Social media platforms like Facebook and Twitter are assets of for-profit corporations and exist to generate revenue. Revenue is intrinsically tied to continuously increasing user traffic and content. In pursuit of this aim, functionality is ever-evolving. For example, video posts replace photo posts, which themselves replaced text posts. In tandem, a relentless focus on the user experience makes the ability to create and upload content ever easier. The result is platforms with ever-increasing reams and streams of data in continuously morphing forms.

The first step in identifying disinformation buried amongst this massive ebb and flow of data is to create repositories into which large subsets of the data can be herded and interrogated. Most data, however, is often unstructured—the string of characters in a text post is, from a data perspective, nearly perfectly random. So, the most logical data repository is one that allows for a wide range of data types, such as the “data lakes” concept. As data is herded into these repositories, uniform characteristics must be identified and tagged to make it easier to query. This begins with the metadata of each unique piece of data, such as the “date/time/stamp” of a photo, but must also include more qualitative characteristics, such as the “tone” of a text message.

This latter effort is where most efforts by the defense community to bound data fall short.
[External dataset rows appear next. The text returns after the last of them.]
PR #170, opened 2026-08-27
fix(interface): hide private internal requestedDID, expose public witnessProofs

rmlearney-digicatapult:
Security hardening

`requestedDid` is used for internally checking the DID-to-log binding and should not be available to a caller

`witnessProofs` moved onto the interface to clean up API method code


swcurran (approved):
LGTM -- looked at the code (as best I can), AI check/summary review, and the test-suite passes.  All good.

Codifying qualitative traits is inexact, messy, and unscientific, and as such often ignored. Thus, when analysts attempt to understand whether a disinformation campaign has impacted “hearts and minds,” they remain blind to these critical data characteristics, relying instead on simple algorithmic tools. One such tool is counting the number of reposts or positive affirmations (“likes”) a given piece of data received over a period of time.

Archetypes are helpful in removing this limitation. Defense analysts should take a page from the playbooks of marketing and consumer behavior practitioners, who have used trial and error to produce commonly accepted “user sentiment” scores based on nuanced variables, including descriptor words in text posts (adjectives, adverbs), keyword combinations, and even sophisticated algorithms such as velocity scores correlating the timing and pacing of posts with emotions.

Isolating a large sampling of data from a popular social media platform like Facebook, ingesting it into a repository in a manner that allows for querying across a spectrum of characteristics—including qualitative ones—and then examining the behavior of known disinformation data within it will provide a comprehensive understanding of the disinformation’s impact.

It is not at all clear that even the most heavily orchestrated disinformation campaigns have ever meaningfully moved the dial on intended audience behavior. Given that the world’s largest and most sophisticated corporations spend hundreds of millions of dollars on social media campaigns to influence consumer behavior by even the tiniest of margins, one suspects that most, if not all, the “covert campaigns” splashed across news headlines are much ado about nothing.